INDEPENDENT NEWS

Welfare reforms to start with young people

Published: Sun 14 Aug 2011 12:12 PM
Hon Paula Bennett
Minister of Social Development and Employment
Minister of Youth Affairs
14 August 2011 Media Statement
Welfare reforms to start with young people
Social Development Minister Paula Bennett today said the National-led Government’s welfare reforms begin with a fresh approach to working with vulnerable and disengaged young people.
As part of a commitment to reducing long-term benefit dependency, the Government is working through the Welfare Working Group recommendations made earlier this year.
“Over the coming months, we’ll set out a clear direction for welfare reform and New Zealanders can expect a series of policy announcements, each with a focus on better opportunities,” says Ms Bennett.
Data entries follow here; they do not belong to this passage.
PR #435, opened 2021-04-04
Update hist, ORIE, mechE, comm major

einc:
### Summary 

Title.
Note: A lot of the broad checkers for requirements with warnings are contributing to the size increase. Post launch, we should write special functions for these.

### Test Plan 

Test hist, ORIE, mechE, comm majors for no breaking changes.


src/requirements/data/majors/orie.ts
```diff
@@ -1,16 +1,25 @@
...
+import { CollegeOrMajorRequirement, Course } from '../../types';
+import { ifCodeMatch, includesWithSubRequirements } from '../checkers-common';
 
 const orieRequirements: readonly CollegeOrMajorRequirement[] = [
+  {
+    name: 'Engineering Distribution Courses',
+    description:
+      'ENGRD 2700 and ENGRD 2110 is recommended as the second Engineering Distribution course. ',
+    source: 'https://www.orie.cornell.edu/orie/programs/undergraduate-programs/degree-requirements',
+    checker: includesWithSubRequirements(['ENGRD 2700']),
```
tcho6319, line 10: Why do we not add ENGRD 2110 here?

tcho6319 (approved):
Left a small comment/question but LGTM overall

src/requirements/data/majors/orie.ts
einc: it's under college & only recommended, not required. eventually we should remove it from college and just add to major

PR #2202, opened 2017-07-13
Add experimental support for LCOW

rn:
A previous commit already added the kernel support (hopefully) necessary for LCOW (Linux Containers for Windows). This PR adds a new init container based on https://github.com/Microsoft/opengcs/blob/master/docs/customosbuildinstructions.md and a blueprint to create a kernel+initrd.

We currently can't test if this actually works...

image

### DIFF
--- a/Makefile
+++ b/Makefile
@@ -20,7 +20,7 @@ endif
 
 PREFIX?=/usr/local/
 
-MOBY_COMMIT=4db06aa1732b44a8cadd9c8577df0aa5c716e701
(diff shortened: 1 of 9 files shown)


rn:
Don't merge yet. fix coming in

rn:
forced pushed an update. It's getting there but now there seems to be an issue with the way `mkfs.ext4` is invoked. Still debugging

rn:
Pushed a bunch of updates and it's all working now. This also update `moby` to the latest to shrink down the initrd to 7MB

PR #2198, opened 2017-07-13
docker-for-mac: clear the default namespace on start

djs55:
**- What I did**

Fixed a bug in the `docker-for-mac` blueprint which would cause it to fail to boot if the disk isn't empty i.e. on second and subsequent boots.

**- How I did it**

I delete the directory `/var/lib/containerd/io.containerd.runtime.v1.linux/default` in an `onboot` action before starting `services`. I first tried to modify the `010-containerd` script but unfortunately this is run before the disk is mounted, so the old entries later magically reappear. 

**- How to verify it**

Boot the `docker-for-mac` example twice, without erasing the disk between runs. Without the patch you'll see errors like
```
Starting service: "acpid"
FATA[0000] failed to create task                         error="rpc error: code = Unknown desc = runtime create failed: mkdir /var/lib/containerd/io.containerd.runtime.v1.linux/default/acpid: file exists" service=acpid
```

“We intend to make extensive reforms because the social costs of long-term and intergenerational welfare dependency are unsustainable.
“We are starting our programme by focusing on young people who are not in education, training or work, because this group is very much at risk of long-term benefit dependency,” Ms Bennett says.
“When these young people turn 18, 90 per cent of them will go onto a fully-fledged adult benefit, unless we do something to intervene.”
A suite of extra supports and services will be balanced with fresh expectations for young people to be in education, training or work.
Ms Bennett said the Government intends to fundamentally change how it works with young people.
For young people who are not in education, training or employment, the Government will fund organisations to support them into education and training programmes and help to keep them there.
The Government will also amend the Privacy Act and the Education Act so that the most at-risk young people can be identified and contacted.
For all 16-and 17-year-olds on benefits, and also for 18-year-old teen parents, the way they get financial assistance will change.
There will be a much more managed system of payments. Details are still being worked through, but it is anticipated that this system will include:
• some essential costs, like rent and power, being paid directly on the young person's behalf
• money for basic living costs like food and groceries being loaded onto a payment card that can only be used to buy certain types of goods and cannot be used to buy things like alcohol or cigarettes
• a certain, limited amount of money being available for the young person to spend at their own discretion.
Young people receiving this financial assistance will also receive intensive case management and support. They will also have clear obligations, including to be in education, training or work-based learning.
Childcare assistance will be available for teen parents so they can return to education or training.
As the Government works through each section of welfare reform, officials will work on the complex details underpinning the changes.
“This is the beginning of what will be a radical overhaul of an outdated system that has for too long kept New Zealanders trapped in a life of limited choices.
“The hands-off approach to benefits for young people has not worked. So the National-led Government is moving to a more targeted, supportive approach will provide better outcomes for young people,” says Ms Bennett.